By Brett D. Schaefer, Jay Kingham Senior Research Fellow in International Regulatory Affairs, The Margaret Thatcher Center for Freedom
Schaefer image from article
The State Department seems to lurch from disaster to distraction, responding to many crises but preventing few. Its influence in Washington, and American diplomatic influence globally, is waning….
With the rise of large, permanent defense and intelligence bureaucracies after World War II, and the more recent increase in size and stature of the National Security Council begun under Henry Kissinger and expanded since, State’s role is ever more constrained. Its regional and thematic policy experts are often muscled out of big decisions by other parts of the executive branch.
Only if the State Department’s internal weaknesses are cured will it become an effective leader in the making and implementation of the nation’s foreign policy. Only then can it credibly seek significant funding increases from Congress. The department suffers in particular from an ineffective organizational structure in which regional and functional policies do not serve integrated goals, and in which sound management, accountability, and leadership are lacking.
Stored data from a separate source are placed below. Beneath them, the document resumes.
PR #2328, opened 2026-08-19
feat: core-signing-wxt-store

### LINKED ISSUE #2298: Create a WXT-based signing store

rukmini-basu-da:


core/signing-store-wxt/package.json
```diff
@@ -0,0 +1,56 @@
+{
+    "name": "@canton-network/core-signing-store-wxt",
+    "version": "0.0.1",
```
alexmatson-da: can start at 1.0.0

core/signing-store-wxt/src/schemas.ts
```diff
@@ -0,0 +1,203 @@
...
+    privateKey: string | null
+    metadata: string | null
+    createdAt: string
+    updatedAt: string
+}
+
+export const signingKeyItem = (keyId: string) =>
+    storage.defineItem<SigningKeyRecord>(`local:signingKeyItem:${keyId}`, {})
+
+export const signingKeyIndexItem = () =>
```
alexmatson-da: how will we handle encryption in the future? I'm wondering if its better to store the whole DB in one object so we can encrypt a single item at once rather than multiple items... or would it be fine to encrypt each item individually?

core/signing-store-wxt/README.md
```diff
@@ -0,0 +1 @@
+# signing-store
```
mjuchli-da, line 1: Missing!

Package needs to be introduced here (see other readmes) and technicalities should in this case be well explained here.

core/signing-store-wxt/src/schemas.ts
```diff
@@ -0,0 +1,203 @@
...
+    name: string
+    publicKey: string
+    privateKey: string | null
+    metadata: string | null
+    createdAt: string
+    updatedAt: string
+}
+
+export const signingKeyItem = (keyId: string) =>
+    storage.defineItem<SigningKeyRecord>(`local:signingKeyItem:${keyId}`, {})
```
mjuchli-da, line 27: I suggest to move these kinds of getters and setters directly into the implementation of the store.
Furthermore I suggest creating a single wrapper for the getter and a single wrapper for the setter.

E.g.
```ts
get<T>(key: K)
set<T>(key: K, val : V)
```
, where `K` is a const/enum to increase type-safety. (Fallback can be an arg too)

core/signing-store-wxt/src/schemas.ts
```diff
@@ -0,0 +1,203 @@
+// Copyright (c) 2025-2026 Digital Asset (Switzerland) GmbH and/or its affiliates. All rights reserved.
```
mjuchli-da, line 1: This file should imho only hold mappings from/to

core/signing-store-wxt/src/wxt-store.ts
mjuchli-da, line 1: rename to `store-wxt.ts` for consistency

core/signing-store-wxt/src/wxt-store.test.ts
mjuchli-da, line 1: Rename for consistency

core/signing-store-wxt/src/schemas.ts
rukmini-basu-da: The `storage.defineItem` returns an object that provides `.getValue()`, `.setValue()`, and `.removeValue()` and inherently `.getValue()` should return a `Promise<K>`, so I'm not sure if I see the benefit in adding an additional wrapper

core/signing-store-wxt/src/schemas.ts
```diff
@@ -0,0 +1,203 @@
...
+export const publicKeyIndexItem = (publicKey: string) =>
+    storage.defineItem<string | null>(
+        `local:signingKeyByPublicKey:${publicKey}`,
+        { fallback: null }
+    )
+
+export const nameIndexItem = (name: string) =>
+    storage.defineItem<string | null>(`local:signingKeyByName:${name}`, {
+        fallback: null,
+    })
```
alexmatson-da: I think it is a bit unnecessary to have all these separate storage items for retrieval... lets just have one item that stores `SigningKey[]` and use array methods (e.g. `.find(...)`) to retrieve keys by index/name/pubkey/etc

I doubt any single instance of the extension will hold more than 1-2 dozen keypairs, so performance shouldnt be an issue.

(Same for transactions)

rukmini-basu-da: Updated!

core/signing-store-wxt/src/schemas.ts
mjuchli-da: The wrapper exactly abstracts away `storage.defineItem`, which is then handled in the suggested "helper" methods. This way, the store methods work against a common interface, rather than the explicit wxt interface. It's nitpicking, but I think it's a tad cleaner.

rukmini-basu-da: as per convo added item/items functions

alexmatson-da (approved):
nice! thanks

PR #249, opened 2015-10-31
Fix legacy channel URLs

aszlig:
Regression introduced by 1fdc258de0d7f97af428de34e8be019fca3db251.

The commit introduced a channel/custom PathPart which uses the new custom channel expressions, but I forgot to remove CaptureArgs, so the URL really is channel/latest/ignored-value.

Can't test this right now, so I'd appreciate if someone could test it :-)


edolstra:
It was almost right, it actually needs to have `CaptureArgs(0)`, otherwise other actions can't be chained on top of it.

For this and other reasons, the power to determine national security policy has steadily migrated toward the National Security Council (NSC) staff.
Not an Issue of Resources
In the United States, we get 1 percent of the entire budget of the United States of America. Everything we do abroad within the State Department and USAID [U.S. Agency for International Development] is within that 1 percent—everything....
I guarantee you more than 50 percent of the history of this era is going to be written out of that 1 percent and the issues we confront in that 1 percent. And I ask you to think about that as you contemplate the budgets. Because we’ve been robbing Peter to pay Paul.... We’ve been diminishing our capacity to be able to have the kind of impact we ought to be having in this more complicated world.
Re-establishing Clear Lines of Authority on Foreign Policy
The 24-hour news cycle has thrust many issues, no matter how trivial, into the limelight, making them the President’s responsibility. The news media expect every tactical detail, from the timing of a raid on a terrorist bunker to the targets of drone attacks, to be known and controlled by the President. As a result, the NSC staff gets overly involved not only in the minutiae of operations, but also in politics. It begins to operate more as a personal White House staff than as an advisory and policy coordination staff, sometimes even to the point of acting like a Praetorian Guard for the President’s political fortunes, which is particularly inappropriate given that many people on the staff are career civil servants from national security agencies rather than political appointees. The results are quite often disastrous.
Strengthening the State Department’s Traditional Bilateral and Multilateral Diplomacy
The State Department’s own effort to cover all the various aspects of national security policy—economic, transnational, regional, security—has produced an exceedingly complex organizational structure. Developing a distinct “State” point of view is now extremely difficult and this, in turn, has reduced the department’s ability to exercise any leadership.
Over the past decade, the impulse to create individual functional bureaus was useful substantively and politically; e.g., in the cases of human rights, democracy, law enforcement, refugees, political-military affairs, and nonproliferation. The problem is that overall organizational efficiency and effectiveness have been lost in the process….
As a result of these many deficiencies, confidence in the department is at an all-time low. A spiral of decay has unfolded over many years in which the Congress, reacting to inefficiencies within the department, has consistently underfunded the nation’s needs in the areas of representation overseas and foreign assistance. That underfunding, in turn, has deepened the State Department’s inadequacies. This spiral must be reversed.